How many lines in the records below contain the word "size"? Answer with the number and nothing else.

Dataset entries:
BEGIN

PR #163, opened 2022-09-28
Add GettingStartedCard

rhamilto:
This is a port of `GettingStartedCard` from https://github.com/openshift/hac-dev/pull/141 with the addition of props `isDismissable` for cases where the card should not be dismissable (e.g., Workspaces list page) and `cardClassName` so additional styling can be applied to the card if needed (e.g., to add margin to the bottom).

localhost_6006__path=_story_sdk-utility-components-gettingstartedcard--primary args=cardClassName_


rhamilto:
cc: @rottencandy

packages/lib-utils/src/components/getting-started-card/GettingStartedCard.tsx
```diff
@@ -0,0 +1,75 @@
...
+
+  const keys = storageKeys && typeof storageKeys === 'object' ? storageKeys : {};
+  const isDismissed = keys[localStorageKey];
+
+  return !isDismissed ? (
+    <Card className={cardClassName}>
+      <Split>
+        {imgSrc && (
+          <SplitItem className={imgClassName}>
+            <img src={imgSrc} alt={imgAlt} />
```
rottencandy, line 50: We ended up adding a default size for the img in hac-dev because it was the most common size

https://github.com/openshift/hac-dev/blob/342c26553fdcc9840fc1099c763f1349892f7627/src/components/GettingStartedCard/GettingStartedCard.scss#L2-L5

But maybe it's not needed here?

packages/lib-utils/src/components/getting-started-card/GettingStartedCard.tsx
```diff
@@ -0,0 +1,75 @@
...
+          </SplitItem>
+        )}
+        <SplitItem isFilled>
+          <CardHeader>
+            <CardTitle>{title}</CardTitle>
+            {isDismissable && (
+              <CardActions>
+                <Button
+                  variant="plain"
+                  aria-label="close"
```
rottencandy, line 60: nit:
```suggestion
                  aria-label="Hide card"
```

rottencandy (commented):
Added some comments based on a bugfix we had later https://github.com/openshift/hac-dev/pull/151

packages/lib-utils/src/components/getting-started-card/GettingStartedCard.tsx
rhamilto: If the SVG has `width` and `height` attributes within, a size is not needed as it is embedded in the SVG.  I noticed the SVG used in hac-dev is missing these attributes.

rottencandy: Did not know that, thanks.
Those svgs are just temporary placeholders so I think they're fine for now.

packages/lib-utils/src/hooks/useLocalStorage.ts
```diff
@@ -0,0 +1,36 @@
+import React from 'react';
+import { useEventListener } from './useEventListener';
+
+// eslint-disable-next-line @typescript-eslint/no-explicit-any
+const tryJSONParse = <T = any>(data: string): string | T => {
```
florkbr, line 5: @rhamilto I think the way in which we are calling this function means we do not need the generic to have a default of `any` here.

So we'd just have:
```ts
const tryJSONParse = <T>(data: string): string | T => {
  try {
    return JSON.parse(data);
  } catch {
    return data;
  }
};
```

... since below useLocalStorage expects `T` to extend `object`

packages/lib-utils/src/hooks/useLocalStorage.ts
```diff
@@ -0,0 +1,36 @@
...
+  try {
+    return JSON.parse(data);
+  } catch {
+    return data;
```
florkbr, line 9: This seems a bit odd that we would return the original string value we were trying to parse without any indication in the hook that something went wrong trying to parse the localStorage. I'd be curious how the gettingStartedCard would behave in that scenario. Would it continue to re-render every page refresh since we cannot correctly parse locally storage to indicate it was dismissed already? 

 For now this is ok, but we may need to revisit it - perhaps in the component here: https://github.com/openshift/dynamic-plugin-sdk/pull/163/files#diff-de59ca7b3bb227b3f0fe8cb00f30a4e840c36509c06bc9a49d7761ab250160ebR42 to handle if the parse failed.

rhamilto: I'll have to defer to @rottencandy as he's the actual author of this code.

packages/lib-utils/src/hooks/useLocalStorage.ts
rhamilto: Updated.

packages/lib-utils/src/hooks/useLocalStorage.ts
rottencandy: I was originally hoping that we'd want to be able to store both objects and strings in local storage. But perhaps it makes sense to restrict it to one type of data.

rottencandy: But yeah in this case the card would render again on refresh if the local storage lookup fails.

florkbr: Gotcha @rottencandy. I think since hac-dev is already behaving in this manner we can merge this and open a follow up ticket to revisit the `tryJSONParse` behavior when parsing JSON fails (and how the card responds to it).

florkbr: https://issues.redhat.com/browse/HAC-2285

END
BEGIN

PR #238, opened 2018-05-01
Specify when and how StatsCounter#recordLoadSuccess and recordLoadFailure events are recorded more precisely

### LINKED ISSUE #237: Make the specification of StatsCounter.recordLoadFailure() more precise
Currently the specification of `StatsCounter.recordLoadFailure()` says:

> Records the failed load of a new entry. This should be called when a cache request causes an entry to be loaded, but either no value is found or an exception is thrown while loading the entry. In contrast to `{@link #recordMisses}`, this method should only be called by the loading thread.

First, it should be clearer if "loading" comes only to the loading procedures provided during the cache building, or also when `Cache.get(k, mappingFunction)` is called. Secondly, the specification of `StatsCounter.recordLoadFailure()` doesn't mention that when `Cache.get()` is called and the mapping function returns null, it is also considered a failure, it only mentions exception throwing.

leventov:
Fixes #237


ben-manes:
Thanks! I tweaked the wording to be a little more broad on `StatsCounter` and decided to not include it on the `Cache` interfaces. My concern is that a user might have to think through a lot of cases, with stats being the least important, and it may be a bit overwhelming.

END

■ OUTPUT OF THE TASK ■
2